Issue #1091, opened 2019-09-20
Why is trunc_equiv opaque?


Alizter:
In `Trunc.v` there is a definition `trunc_equiv`:

```coq
(** Equivalence preserves truncation (this is, of course, trivial with univalence).
   This is not an [Instance] because it causes infinite loops.
   *)
Definition trunc_equiv A {B} (f : A -> B)
  `{IsTrunc n A} `{IsEquiv A B f}
  : IsTrunc n B.
Proof.
  generalize dependent B; generalize dependent A.
  simple_induction n n IH; simpl; intros A ? B f ?.
  - exact (contr_equiv _ f).
  - intros x y.
    exact (IH (f^-1 x = f^-1 y) (H (f^-1 x) (f^-1 y)) (x = y) ((ap (f^-1))^-1) _).
Qed.
```
Now this breaks my computation. Therefore I swapped `Qed` for `Defined`. The whole library compiles, apart from `Card.v` which gets stuck (and memory gets out of hand).

Specifically in Fibrations.v, we have the following definition:
```coq
Global Instance isequiv_ap_isembedding {A B} (f : A -> B) `{!IsEmbedding f}
  : forall x y, IsEquiv (@ap _ _ f x y).
Proof.
  intros x y. apply isequiv_fcontr,_.
Defined.
```
This uses trunc_equiv in some critical way. It then becomes a bit useless that such an equivalence exists since the inverse doesn't compute.

My questions are as follows:

 * Can we have a better computationally behaved version of `isequiv_ap_isembedding`?
 * Why is `trunc_equiv` so critical to memory usage in `Card.v`?

jdchristensen:
There's a related problem that is `eisadj_other` in Equivalences.v (formerly `other_adj`) is made transparent, then coq spins while checking Card.v. The problem is in the call to `strip_truncations` in the `reduce` tactic during the proof of `exp_zero_card`.  If we can fix this, then we can inline the proof of `eisadj_other` into `isequiv_inverse`, and use `eisadj (f^-1)` in place of `eisadj_other`.

PR #1187, opened 2020-01-25
Make center of contr_basedequiv compute

jdchristensen:
For some reason, with the current proofs of `contr_basedequiv` and `contr_basedequiv'`, the following cause Coq to spin:

```
Compute (center {Y : Type & nat <~> Y}).
Compute (center {Y : Type & Y <~> nat}).
Compute (@center {Y : Type & nat <~> Y} (@contr_basedequiv nat)).
Compute (@center {Y : Type & Y <~> nat} (@contr_basedequiv' nat)).
```

So I replaced their proofs with proofs that give explicit centers.

### DIFF
--- a/theories/Types/Universe.v
+++ b/theories/Types/Universe.v
@@ -481,17 +481,18 @@ Definition equiv_induction'_comp (P : forall U V, U <~> V -> Type)
 Global Instance contr_basedequiv {X : Type}
 : Contr {Y : Type & X <~> Y}.
 Proof.
-  refine (trunc_equiv' {Y : Type & X = Y}
-           (equiv_functor_sigma' (equiv_idmap Type)
-             (fun Y => equiv_equiv_path X Y))).
+  exists (X; equiv_idmap).
+  intros [Y f]; revert Y f.
+  exact (equiv_induction _ idpath).
 Defined.
 
 Global Instance contr_basedequiv' {X : Type}
 : Contr {Y : Type & Y <~> X}.
 Proof.
-  refine (trunc_equiv' {Y : Type & Y = X}
-           (equiv_functor_sigma' (equiv_idmap Type)
-             (fun Y => equiv_equiv_path Y X))).
+  serapply Build_Contr.
+  - exact (X; equiv_idmap).
+  - intros [Y f]; revert Y X f.
+    refine (equiv_induction' _ (fun T => idpath)).
 Defined.
 
 (** ** Truncations *)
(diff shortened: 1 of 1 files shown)


mikeshulman:
So why does `exists` work in the first case but not the second?  Apparently Coq is able to guess that `Equiv X Y` is the type family `Equiv X` applied to `Y`, but not that the type family `Equiv Y X` is the type family `fun Z => Equiv Z X` applied to `Y`.  Is that because the first doesn't need an abstraction?  It seems bizarre that the order of arguments matters like this.

jdchristensen:
I have no idea why `exists` doesn't work in the second case.  There are several ways to make it work, but this way avoided writing out the type family.  One can also use `exists (exist (fun ...) X equiv_idmap)` (from memory), but that seems harder to read.

jdchristensen:
Another asymmetry is that we don't have the other one-sided form of `equiv_induction`.  In this case, `equiv_induction'` worked easily, but we could also add something like `equiv_induction_sym`.

mikeshulman:
I think it'd be nice to include a comment in the file saying something about why the proofs are different, or at least remarking on it -- or perhaps change the first proof to match the second.

I see that again you're using the `revert` trick here to enable Coq to guess the type family for `equiv_induction`.  Did you figure that out yourself?

I'd be in favor of an `equiv_induction_sym` (or perhaps `equiv_induction_opp` or `equiv_induction_inv` -- the latter is closer to our names for inverses of equivalences, so perhaps more suggestive of what it means).

jdchristensen:
Ok, I added a comment explaining the problem with `exists`.  And I added `equiv_induction_inv`, which now makes the two new proofs more similar.  We could go further and define an `_inv` version of `path_ind`, or is it already somewhere?  I'm surprised it hasn't been needed.

jdchristensen:
I'm not sure whether I figured out the `revert` trick myself or saw it somewhere.

mikeshulman:
I think most of the time we only do path induction when both endpoints are free.

Alizter:
I am not sure why trunc_equiv' needs to be opaque, but it does break some things when it is made transparent. I highlighted the issue in #1091. The first file which blows up is Spaces/Card.v

jdchristensen:
I just thought of a way to simplify the three equiv_induction* proofs, and pushed an update.  Sorry to add this churn just when you were probably about to commit it.

Alizter:
@jdchristensen No problem, are you OK with merging this now? I will wait till travis is happy.

jdchristensen:
Yes, I'm happy now.  BTW, was your comment about trunc_equiv' meant for another issue?

Alizter:
@jdchristensen No, I think it is the reason contr_basedequiv' was not computing before.

jdchristensen:
Ah, I get it.  Thanks for explaining the issue.

PR #1191, opened 2020-01-26
Undo making various *_morphism definitions into Global Instances

jdchristensen:
Also undid the related changes elsewhere that are no longer needed.

This partially reverts #1185.

In my tests, I had to change both the "invert" results and the "compose" results in order to stop typeclass resolution from spinning, which makes sense if you think about it.

Currently, those results are still left as (non-Global) Instances.  Is that the right thing to do?


jdchristensen:
Oops, I missed that Mike already made a pull request.

PR #1192, opened 2020-01-26
results on pTr

Alizter:
Here are some results about pointed truncations that I had lying around. These proofs could probably be simpler in some palces. I'm not sure if univalence can be removed either.

### DIFF
--- a/theories/Pointed/pTrunc.v
+++ b/theories/Pointed/pTrunc.v
@@ -49,7 +49,6 @@ Proof.
   apply path_pmap.
   serapply Build_pHomotopy.
   1: intro; by strip_truncations.
-  apply moveL_pV.
   reflexivity.
 Defined.
 
--- a/theories/Pointed/pTrunc.v
+++ b/theories/Pointed/pTrunc.v
@@ -1,9 +1,11 @@
 Require Import Basics.
 Require Import Types.
+Require Import Spaces.Nat.
 Require Import Pointed.Core.
+Require Import Pointed.pMap.
 Require Import Pointed.pEquiv.
 Require Import Pointed.Loops.
-Require Import HoTT.Truncations.
+Require Import Truncations.
 Import TrM.
 
 Local Open Scope pointed_scope.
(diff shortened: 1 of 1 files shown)


theories/Pointed/pTrunc.v
```diff
@@ -1,9 +1,11 @@
 Require Import Basics.
 Require Import Types.
+Require Import Spaces.Nat.
```
jdchristensen: It looks like this can be removed.

theories/Pointed/pTrunc.v
```diff
@@ -16,6 +18,47 @@ Global Instance ispointed_tr (n : trunc_index) (A : Type) `{IsPointed A}
...
+Defined.
+
+Global Instance isequiv_ptr n (A : pType) `{IsTrunc n A}
+  : IsEquiv (@ptr n A) := _.
+
+Definition pequiv_ptr {n : trunc_index} {A : pType} `{IsTrunc n A}
+  : A <~>* pTr n A := Build_pEquiv _ _ ptr _.
+
+Definition pTr_rec n {X Y : pType} `{IsTrunc n Y}
+  (f : X ->* Y)
```
jdchristensen: Move f to previous line?

theories/Pointed/pTrunc.v
```diff
@@ -16,6 +18,47 @@ Global Instance ispointed_tr (n : trunc_index) (A : Type) `{IsPointed A}
...
+  : pTr n X ->* Y.
+Proof.
+  serapply Build_pMap.
+  1: exact (Trunc_rec f).
+  apply point_eq.
```
jdchristensen: I like bullet style myself, but am not sure what's more common.

jdchristensen:
I think univalence is needed where you use it.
◆ ◆ ◆ ◆ ◆
◆ **GOAL OF THE EXERCISE**
Across the listing, how many lines hold the word "into"? Please state that number only.

◆ **WRITTEN ANSWER**
2